Coverage depth varied by target region. The percentage of slides per smear grade with interpretable results overall and per target gene segments is reported in Fig 2A. With the exception of gyrB (interpretable results obtained in 79% of 1+ smears), interpretable results were obtained for any given target gene segment in 80% or more of slides, regardless of smear grade (Fig 2A). Interpretable results was obtained for all targets in 194 (68.8%) 1+ smears, 246 (69.9%) 2+ smears, 430 (74.9%) 3+ smears, and 870 (72%) slides overall. The number of mapped reads varied by target gene segment and slide smear grade, ranging from approximately 300X for rrs10 to over 12000X for the eis promoter on average. Median coverage per target region, stratified by smear grade, is shown in Fig 2B. Coverage depth also varied by stain type. Interpretable results were obtained for all targeted gene segments in over 94% of Kinyoun stained smears, but only 64% of Ziehl-Neelsen stained smears, and 59% of Auramine/Rhodamine stained smears (S1 Table).

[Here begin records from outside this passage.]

PR #2281, opened 2024-05-14
Using free stream tremperature for initialization of wall temperature for pure conjugate heat transfer problems

Cristopher-Morales:
## Proposed Changes
For pure conjugate heat transfer problems, the temperature at the walls is initialized using the free stream temperature. Using the Isothermal_Temperature[0] for pure CHT problems results in a segmentation fault error.

## PR Checklist

### DIFF
--- a/Common/src/CConfig.cpp
+++ b/Common/src/CConfig.cpp
@@ -9234,7 +9234,7 @@ su2double CConfig::GetIsothermal_Temperature(const string& val_marker) const {
     if (Marker_Isothermal[iMarker_Isothermal] == val_marker)
       return Isothermal_Temperature[iMarker_Isothermal];
 
-  return Isothermal_Temperature[0];
+  return Temperature_FreeStream;
 }
 
 su2double CConfig::GetWall_HeatFlux(const string& val_marker) const {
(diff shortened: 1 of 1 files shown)


Common/src/CConfig.cpp
```diff
@@ -9234,7 +9234,7 @@ su2double CConfig::GetIsothermal_Temperature(const string& val_marker) const {
     if (Marker_Isothermal[iMarker_Isothermal] == val_marker)
       return Isothermal_Temperature[iMarker_Isothermal];
 
-  return Isothermal_Temperature[0];
+  return Temperature_FreeStream;
```
EvertBunschoten, line 9237:
```suggestion
  // Return free-stream temperature for pure CHT cases.
  return Temperature_FreeStream;
```

EvertBunschoten (approved):

pcarruscag:
Why is this being accessed out of bounds? Instead of adding a potentially confusing default behavior we should not access a marker that doesnt exist.

bigfooted:
In CNSSolver, we do in BC_Isothermal_Wall_Generic:
```
if (!cht_mode) {
    Twall = config->GetIsothermal_Temperature(Marker_Tag) / Temperature_Ref;
  }

```

And we do not check for cht_mode in IncNSSolver. I think this might be the root cause of entering this routine? 
@Cristopher-Morales can you check this?

Issue #1079, opened 2020-09-30
time-varying boundary conditions


flybob91:
Dear SU2 developers,
Is it possible to have a time-varying boundary condition? I would interested in the possibility to apply a time-varying velocity

Thank you for your job

Best regards

clarkpede:
This is possible using the Python wrapper.  There are no tutorials for this yet, but you can check out PR #488, PR #503. PR #516.  There's currently a regression test using unsteady heat-transfer boundary conditions at: https://github.com/su2code/SU2/tree/master/TestCases/py_wrapper/flatPlate_unsteady_CHT . You can use that as an example.  Velocity BCs will be very similar.

flybob91:
Thank you Clark,
I will come back as soon as I will be able to run the case to extend your script.

Best regards

flybob91:
I met some problem in the original launch_unsteady_CHT_FlatPlate.py in [in the unsteady CHT flate plate] (https://github.com/su2code/SU2/tree/master/TestCases/py_wrapper/flatPlate_unsteady_CHT) case.

The first problem is that the function GetUnsteady_TimeStep() (line 141) returns an  object of class 'SwigPyObject' while the SU2Driver.GetTime_Iter() (line 142) returns a 'int' object. This causes the execution to fail since the two variable are multiplied at line 144. 

I tried to inset a numerical value for deltaT in order to avoid the problem but I got the following error
`TypeError: in method 'CDriver_SetVertexTemperature', argument 4 of type 'passivedouble'`

So I suppose the problem is the function  GetTime_Iter() which shouldn't return an 'int' object. Has anyone met the same problem?

aleargix:
Hello SU2 developers,

I am reopening this topic because I am studying a case of jet impingement on a wall with a time-varying flow at the inlet. I have used compressible RANS and TOTAL_CONDITIONS as inlet BC. Specifically, I have set a time-varying stagnation pressure to achieve a time-varying flow.

To do this, I used the Python script mentioned in the previous messages, modifying some commands to suit my problem. I should mention that I do not use Python frequently, so there are likely some errors. Indeed, I checked the documentation and noticed that the command I used to vary the pressure at the inlet (SetMarkerCustomPtotal) is not listed.

However, when I run the simulation, it seems to work quite well. Unfortunately, when examining the pressure field, it appears that the time-varying boundary conditions are applied  on the walls with no-slip conditions (represented by the MARKER_ISOTHERMAL command) and not at the inlet as I want.

[...]

PR #2296, opened 2024-06-08
Custom inlets via python wrapper

pcarruscag:
## Proposed Changes
```
SetMarkerCustomInletFlowVar0(marker, vertext, val)
SetMarkerCustomInletFlowVar1(marker, vertext, val)
SetMarkerCustomInletFlowDirection(marker, vertext, xyz)
``` 

## Related Work
#1079 

## PR Checklist

### DIFF
--- a/Common/include/CConfig.hpp
+++ b/Common/include/CConfig.hpp
@@ -6841,7 +6841,7 @@ public:
    * \param[in] val_index - Index corresponding to the inlet boundary.
    * \return The total temperature.
    */
-  su2double GetInlet_Ttotal(const string& val_index) const;
+  su2double GetInletTtotal(const string& val_index) const;
 
   /*!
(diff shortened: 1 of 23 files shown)


bigfooted:
Thanks Pedro! For incompressible, we can use this but with different meaning at Var0, Var1, right? 

For each of the other solvers like turbulence, species, a CustomTurbVar(marker,vertex,val,index) and a CustomSpeciesVar(marker,vertex,val,index) can then be introduced in the same way?

pcarruscag:
Yep, even for compressible flow there is a different meaning for mass flow inlet, vars 0 and 1 are density and velocity magnitude instead of total pressure and temperature, that's why I went with Var0 and Var1 for names.

Yeah good idea, I'll rename these functions to have "Flow" in the name.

A) Percent of samples per smear grade with interpretable results (coverage depth of 20X or greater) for all and specified target gene segments; B) Sequence coverage in median number of mapped reads per target gene segment, stratified by smear grade.
A summary of all drug resistance associated mutations detected in all gene targets are presented in Table 3. RIF resistance associated mutations in rpoB were detected in 6.3% of new cases, 3.3% of follow-up cases (patients under initial treatment), 20.0% of retreatment cases (S2 Table), and 6.1% of slides overall (Table 3). The highest rate of RIF resistance associated mutations were detected in slides from Uganda (18.3%), followed by slides from Zambia (8.51%). Over 85% of RIF resistance associated mutations occurred in codon 445 (alternative numbering system: 526) of rpoB (Table 3).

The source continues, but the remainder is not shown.